▶ [About this task] Output exactly, with nothing added, the entries from the first line through the line with "### LINKED ISSUE".

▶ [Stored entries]
§

PR #1493, opened 2019-07-12
Add automatic vertical spacing modifier for main wrapper

### LINKED ISSUE #1479: 'Automatic' main-wrapper margin may be applied incorrectly in some situations
For most services, the spacing for the main wrapper depends on whether there is an element in the 'beforeContent' block (such as breadcrumbs or a phase banner)

In #1371 we made a change to try and make it easier to get this spacing correct, by automatically applying a greater margin if the `main-wrapper` is the `:first-child` of its parent.

There are situations where this doesn't apply though which we may not have considered. For example, some admin or case-working systems may have additional navigation inside the main block, which they want to remain close to the header.

In the case of GOV.UK Pay, who tested a pre-release of 3.0 for us, they have an interface that looks like this:

Screenshot_2019-06-27 Dashboard - Jon Heslop’s test service sandbox test - GOV UK Pay

When they first upgraded, the new `:first-child` rule made it look like this:

Screenshot_2019-07-04 Dashboard - Purchase a positron projection permit sandbox test - GOV UK Pay

In order to defend against this, they had to [add their own `:first-child` rule to their stylesheet](https://github.com/alphagov/pay-selfservice/blob/19ec9d6ba59cc1123b24fef2c229c88800542039/app/assets/sass/components/navigation.scss#L1-L3):

```
.govuk-main-wrapper--with-phase-banner:first-child {
  padding-top: 5px;
}
```

We should consider reverting this 'automatic' behaviour or perhaps making it something that can be opted into or opted out of through the use of a modifier.

Alternatively, in this specific case the secondary navigation should not be inside the `main-wrapper` (and thus the `main-wrapper` would not be a `:first-child` and would not get the increased padding, which seems correct) – in which case maybe we just need to add better guidance around what should go inside the `main-wrapper`.

nickcolley:
We have found relying on `:first-child` alone for automatic spacing can be a a breaking change.

So we have changed this implementation slightly to be opt-in.

We intend to change the guidance (non-blocking v3) https://github.com/alphagov/govuk-design-system/issues/887, users can then remove this class easily if they do not need the custom spacing.

Closes #1479

Previous pull request: https://github.com/alphagov/govuk-frontend/pull/1371

### DIFF
--- a/CHANGELOG.md
+++ b/CHANGELOG.md
@@ -298,13 +298,18 @@ You can now add attributes like classes, rowspan and colspan to table row header
 
 [Pull request #1367: Allow for classes, rowspan, colspan and attributes on row headers](https://github.com/alphagov/govuk-frontend/pull/1367). Thanks to [edwardhorsford](https://github.com/edwardhorsford).
 
-#### Use page wrappers without a modifier
 
-If your page wrapper does not have components above the main section, you no longer need to use the [`govuk-main-wrapper--l` modifier class](https://design-system.service.gov.uk/styles/layout/#exploded-view-of-page-wrappers-without-a-back-link-breadcrumbs-or-phase-banner) to increase the vertical space above the content.
+#### Use page wrapper auto spacing
+
+You can now use the the `.govuk-main-wrapper--auto-spacing` modifier on the main wrapper.
+
+This will apply the correct spacing depending on whether there are any elements (such the back link, breadcrumbs or phase banner components) before the `.govuk-main-wrapper` in the `.govuk-width-container`.
+
+If you need to control the spacing manually, use the `.govuk-main-wrapper--l` modifier instead.
 
 The `govuk-main-wrapper` and `govuk-main-wrapper--l` mixins are now deprecated. [Contact us](https://design-system.service.gov.uk/get-in-touch/) if you need to continue using these mixins.
 
-[Pull request #1371: Simplify main wrapper spacing logic](https://github.com/alphagov/govuk-frontend/pull/1371)
+[Pull request #1493: Add automatic vertical spacing modifier for main wrapper](https://github.com/alphagov/govuk-frontend/pull/1493)
 
 #### GDS Transport now falls back to Arial in Internet Explorer 8 (IE8)
 
--- a/src/govuk/objects/_main-wrapper.scss
+++ b/src/govuk/objects/_main-wrapper.scss
@@ -57,7 +57,7 @@
   // spacing without the need for the `l` modifier, but it is available in
   // instances where there may be empty elements that would be difficult to
   // remove.
-  .govuk-main-wrapper:first-child,
+  .govuk-main-wrapper--auto-spacing:first-child,
   .govuk-main-wrapper--l {
     @include govuk-main-wrapper--l;
   }
--- a/src/govuk/objects/_main-wrapper.scss
+++ b/src/govuk/objects/_main-wrapper.scss
@@ -53,10 +53,13 @@
     @include govuk-main-wrapper;
   }
 
-  // For most instances of main wrapper, :first-child will give the correct
-  // spacing without the need for the `l` modifier, but it is available in
-  // instances where there may be empty elements that would be difficult to
-  // remove.
+  // Using the `.govuk-main-wrapper--auto-spacing` modifier should apply the
+  // correct spacing depending on whether there are any elements
+  // (such the back link, breadcrumbs or phase banner components) before the
+  // `.govuk-main-wrapper` in the `govuk-width-container`.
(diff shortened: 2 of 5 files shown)


CHANGELOG.md
```diff
@@ -408,14 +408,14 @@ changelog](./docs/contributing/versioning.md#updating-changelog).
 
   ([PR #1367](https://github.com/alphagov/govuk-frontend/pull/1367))
 
-- Simplify `.govuk-main-wrapper` logic to avoid the need for large modifier in most cases.
+- Add new main wrapper modifier to avoid the need for large modifier in most cases.
```
nickcolley: This change note will be removed so I've just done the bare minimum to make this history make sense.

nickcolley:
I talked to Mark and we think to make the 'opt-in' `--auto-spacing` modifier worthwhile we should update every example containing the main wrapper to use the modifier class, then the guidance will explain what to do if you need to remove it.

@oliver.byford my gut feeling is that this feels really clunky and I'm had me double guessing if we should have this additional class, maybe it is OK for people like Pay to have to override the unwanted spacing since they need to have custom CSS classes anyway.

src/govuk/objects/_main-wrapper.scss
```diff
@@ -57,7 +57,7 @@
   // spacing without the need for the `l` modifier, but it is available in
   // instances where there may be empty elements that would be difficult to
   // remove.
-  .govuk-main-wrapper:first-child,
+  .govuk-main-wrapper--auto-spacing:first-child,
```
hannalaakso: Non-blocking: We could expand on the comment to say that this bit of code ensures the correct margin when there are no other elements like breadcrumbs or back link above the main container

36degrees: I think the comment is slightly out of date as it still talks about the `:first-child` as if it's always applied.

What about:

```scss
  // Using the `govuk-main-wrapper--auto-spacing` modifier should apply the
  // correct spacing depending on whether there are any elements (such as a back
  // link or breadcrumbs) before the `.govuk-main-wrapper` in the 
  // `govuk-width-container`.
  //
  // If you need to control the spacing manually, use the
  // `govuk-main-wrapper--l` modifier instead.
```

?

CHANGELOG.md
```diff
@@ -298,13 +298,17 @@ You can now add attributes like classes, rowspan and colspan to table row header
 
 [Pull request #1367: Allow for classes, rowspan, colspan and attributes on row headers](https://github.com/alphagov/govuk-frontend/pull/1367). Thanks to [edwardhorsford](https://github.com/edwardhorsford).
 
-### Use page wrappers without a modifier
```
nickcolley: @m-green this updates how the page wrapper works

CHANGELOG.md
```diff
@@ -298,13 +298,17 @@ You can now add attributes like classes, rowspan and colspan to table row header
...
+### Use page wrapper auto spacing
 
-If your page wrapper does not have components above the main section, you no longer need to use the [`govuk-main-wrapper--l` modifier class](https://design-system.service.gov.uk/styles/layout/#exploded-view-of-page-wrappers-without-a-back-link-breadcrumbs-or-phase-banner) to increase the vertical space above the content.
+You can now use the the `.govuk-main-wrapper--auto-spacing` modifier on the main wrapper.
```
m-green: Tweaked this to match the language we use on https://design-system.service.gov.uk/styles/layout/.

```suggestion
You can now use the `.govuk-main-wrapper--auto-spacing` modifier class in your `<main>` element to add responsive padding to the top and bottom of the page.
```

m-green: Tweak to match the language in https://design-system.service.gov.uk/styles/layout/.

```suggestion
You can now add the `.govuk-main-wrapper--auto-spacing` modifier class to your `<main>` element to add responsive padding to the top and bottom of the page.
```

CHANGELOG.md
```diff
@@ -298,13 +298,17 @@ You can now add attributes like classes, rowspan and colspan to table row header
...
+
+This will apply the correct spacing depending on whether there are any elements (such the back link, breadcrumbs or phase banner components) before the `.govuk-main-wrapper` in the `.govuk-width-container`.
```
m-green: More tweaks to match the language. Also removed brackets, as we should try to avoid those wherever poss. Let me know if still reads ok.

```suggestion
This will add the correct amount of padding depending on whether there are elements above the `<main>` element inside the `govuk-width-container` wrapper, like the back link, breadcrumbs or phase banner components.
```

nickcolley: Good to know about brackets thanks Mark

§

▶ [Response to this task]
PR #1493, opened 2019-07-12
Add automatic vertical spacing modifier for main wrapper

### LINKED ISSUE #1479: 'Automatic' main-wrapper margin may be applied incorrectly in some situations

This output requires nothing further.